• Work to be completed
Find where "PR #884, opened 2022-02-01" appears in the entries below. That line and all lines after it, through the last, are to be duplicated exactly, with nothing else.

Top of Records shown

PR #801, opened 2021-10-29
DashPay: update firebase (NMA-1064)

HashEngineering:

Updating Firebase BOM to 28.4.2 also requires updating DashJ to use protobuf-javalite 3.14.0

https://github.com/dashevo/dashj/pull/137
## How Has This Been Tested?

- [ ] QA (Mobile Team)

## Checklist:

### DIFF
--- a/wallet/AndroidManifest.xml
+++ b/wallet/AndroidManifest.xml
@@ -96,7 +96,6 @@
             android:configChanges="keyboard|keyboardHidden"
             android:exported="true"
             android:label="@string/app_name_short"
-            android:launchMode="singleTask"
             android:screenOrientation="portrait"
             android:theme="@style/LockScreenActivity.Child.Theme"
             android:windowSoftInputMode="stateAlwaysHidden" />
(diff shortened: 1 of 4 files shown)


wallet/AndroidManifest.xml
```diff
@@ -96,7 +96,6 @@
             android:configChanges="keyboard|keyboardHidden"
             android:exported="true"
             android:label="@string/app_name_short"
-            android:launchMode="singleTask"
```
Syn-McJ, line 99: Was there a problem with this solution?

Syn-McJ (approved):
Looks good

wallet/AndroidManifest.xml
HashEngineering: Yes, it resulted in multiple tasks or duplicate instances on the recent app lists when the app was started.

To solve the original issue, we also need to specify theses flags along with removing `singleTask`:
```
intent.addFlags(Intent.FLAG_ACTIVITY_SINGLE_TOP or Intent.FLAG_ACTIVITY_CLEAR_TOP)
```

This is one of the side effects of using `taskAffinity=""` which prevents a particular vulnerability called Strandhogg v1.  Patching up this vulnerability created many problems for us.

Syn-McJ: Gotcha.

PR #879, opened 2022-01-26
feat: track coinbase buy events

ClaudeHangui:
This PR focuses on tracking buy events related to a Coinbase user

## How Has This Been Tested?

- [ ] QA (Mobile Team)

## Checklist:


common/src/main/java/org/dash/wallet/common/ui/enter_amount/AmountView.kt
```diff
@@ -43,6 +46,7 @@ class AmountView(context: Context, attrs: AttributeSet) : ConstraintLayout(conte
         .noCode().minDecimals(2).optionalDecimals()
 
     private var onCurrencyToggleClicked: (() -> Unit)? = null
+    private val analytics = FirebaseAnalyticsServiceImpl.getInstance()
```
Syn-McJ, line 49: @ClaudeHangui it's better to use Hilt for injecting the analytics service. `getInstance()` method was added when we didn't have DI in the wallet.

common/src/main/java/org/dash/wallet/common/ui/enter_amount/AmountView.kt
```diff
@@ -104,6 +108,10 @@ class AmountView(context: Context, attrs: AttributeSet) : ConstraintLayout(conte
         updateCurrency()
         binding.convertDirectionBtn.setOnClickListener {
             dashToFiat = !dashToFiat
+            analytics.logEvent(if (dashToFiat) AnalyticsConstants.Coinbase.ENTER_AMOUNT_DASH
+                else AnalyticsConstants.Coinbase.ENTER_AMOUNT_FIAT,
+                bundleOf()
+            )
```
HashEngineering, line 114: Since this is a common component, then would not this log all currency direction changes as being from the coinbase module?

Syn-McJ: Agree, this is related to my previous comment. The fact that we cannot easily inject AnalyticsService into this component is the first indication that logs are made at the wrong level. DashToFiat should be propagated through the viewModel into the coinbase and logged in there.

integrations/coinbase-integration/src/main/java/org/dash/wallet/integration/coinbase_integration/ui/CoinbaseServicesFragment.kt
```diff
@@ -32,14 +36,15 @@ import org.dash.wallet.integration.coinbase_integration.databinding.FragmentCoin
...
+import javax.inject.Inject
 
 @AndroidEntryPoint
 class CoinbaseServicesFragment : Fragment(R.layout.fragment_coinbase_services) {
     private val binding by viewBinding(FragmentCoinbaseServicesBinding::bind)
     private val viewModel by viewModels<CoinbaseServicesViewModel>()
     private var loadingDialog: FancyAlertDialog? = null
     private var currentExchangeRate: org.dash.wallet.common.data.ExchangeRate? = null
-
+    @Inject lateinit var analyticsService: FirebaseAnalyticsServiceImpl
```
HashEngineering, line 47: When injecting, wouldn't it be:
```
     @Inject lateinit var analyticsService: AnalyticsService
```

HashEngineering (changes requested):
one comment left above.

common/src/main/java/org/dash/wallet/common/ui/enter_amount/AmountView.kt
HashEngineering: Should that be the case for all of the component classes?  The Fragment that is using them and responding to events from the component should log the event, rather than the component itself.

Syn-McJ: Yes, that should be the case. Common components should only be responsible for their own functionality and shouldn't know or care about event logging.

common/src/main/java/org/dash/wallet/common/ui/enter_amount/EnterAmountFragment.kt
```diff
@@ -90,6 +95,12 @@ class EnterAmountFragment: Fragment(R.layout.fragment_enter_amount) {
 
         binding.keyboardView.onKeyboardActionListener = keyboardActionListener
         binding.continueBtn.setOnClickListener {
+            if (!binding.amountView.showCurrencySelector) {
+                analyticsService.logEvent(
+                    AnalyticsConstants.Coinbase.CONTINUE_DASH_PURCHASE,
```
Syn-McJ, line 100: @ClaudeHangui this is still wrong. Common components should only be responsible for their own functionality and shouldn't know or care about event logging. Events should be propagated down to the end-user (conbase module in this case) and logged in there. 

Otherwise, we'll end up with a tree of if-else that checks for coinbase vs crowdnode vs etc logs. This breaks both single-responsibility and open-closed principles.

Syn-McJ (changes requested):

common/src/main/java/org/dash/wallet/common/ui/enter_amount/EnterAmountFragment.kt
ClaudeHangui: you guys are absolutely right !

hadia (approved):

common/src/main/java/org/dash/wallet/common/ui/payment_method_picker/PaymentMethodPicker.kt
```diff
@@ -90,6 +94,7 @@ class PaymentMethodPicker(context: Context, attrs: AttributeSet): ConstraintLayo
                     showSearch = false
                 ) { _, index, dialog ->
                     dialog.dismiss()
+                    analytics.logEvent(AnalyticsConstants.Coinbase.CHANGE_PAYMENT_METHOD, bundleOf())
```
HashEngineering, line 97: Here remains a logged event inside a common component.

HashEngineering (changes requested):

common/src/main/java/org/dash/wallet/common/ui/payment_method_picker/PaymentMethodPicker.kt
ClaudeHangui: Fixed in last push

HashEngineering (approved):
excellent.

HashEngineering (approved):
Excellent, this is ready to merge.

common/src/main/java/org/dash/wallet/common/ui/enter_amount/EnterAmountFragment.kt
HashEngineering: This has been addressed, so I will merge this story.

PR #882, opened 2022-01-28
fix: do not use ProcessPhoenix for reset wallet

HashEngineering:

The goal is to eliminating a Crash when Resetting the Wallet
## How Has This Been Tested?

- [ ] QA (Mobile Team)

## Checklist:

### DIFF
--- a/wallet/src/de/schildbach/wallet/ui/ResetWalletDialog.kt
+++ b/wallet/src/de/schildbach/wallet/ui/ResetWalletDialog.kt
@@ -38,7 +38,12 @@ class ResetWalletDialog : BaseDialogFragment() {
                 negativeAction = {
                     analytics.logEvent(AnalyticsConstants.Security.RESET_WALLET, bundleOf())
                     (activity as? AbstractBindServiceActivity)?.unbindServiceServiceConnection()
+                    // 1. wipe the wallet
+                    // 2. start OnboardingActivity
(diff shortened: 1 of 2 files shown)


wallet/src/de/schildbach/wallet/ui/ResetWalletDialog.kt
```diff
@@ -38,7 +38,12 @@ class ResetWalletDialog : BaseDialogFragment() {
                 negativeAction = {
                     analytics.logEvent(AnalyticsConstants.Security.RESET_WALLET, bundleOf())
                     (activity as? AbstractBindServiceActivity)?.unbindServiceServiceConnection()
+                    // 1. wipe the wallet
+                    // 2. start OnboardingActivity
+                    // 3. close the backstack (Home->More->Security)
                     WalletApplication.getInstance().triggerWipe(context)
+                    startActivity(OnboardingActivity.createIntent(requireContext()))
+                    activity?.finishAffinity()
```
HashEngineering, line 46: I wonder if there might be a race condition here.  Are these statements executed sequentially in the same thread? `triggerWipe` does call into the `BlockchainServiceImpl` -- will these be in the same USER thread?  The `OnboardingActivity`, to work as intended, must find that there is not wallet object or files that are deleted by `triggerWipe`.

HashEngineering:
This was included in PR #885

PR #884, opened 2022-02-01
[NMA-1154] (Explore Dash) Nearby search results shouldn't show if location is disabled

Syn-McJ:
When we don't have location permission, there is no point in the Nearby tab as it's hardly different from the All tab in this case. 

Instead of showing search results, we display a message and a button that initiates a location request flow - the same as in the filters dialog.

## How Has This Been Tested?

- [ ] QA (Mobile Team)

## Checklist:


HashEngineering (approved):
Looks great.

Bottom of Records shown

• Result of the task
PR #884, opened 2022-02-01
[NMA-1154] (Explore Dash) Nearby search results shouldn't show if location is disabled

Syn-McJ:
When we don't have location permission, there is no point in the Nearby tab as it's hardly different from the All tab in this case. 

Instead of showing search results, we display a message and a button that initiates a location request flow - the same as in the filters dialog.

## How Has This Been Tested?

- [ ] QA (Mobile Team)

## Checklist:


HashEngineering (approved):
Looks great.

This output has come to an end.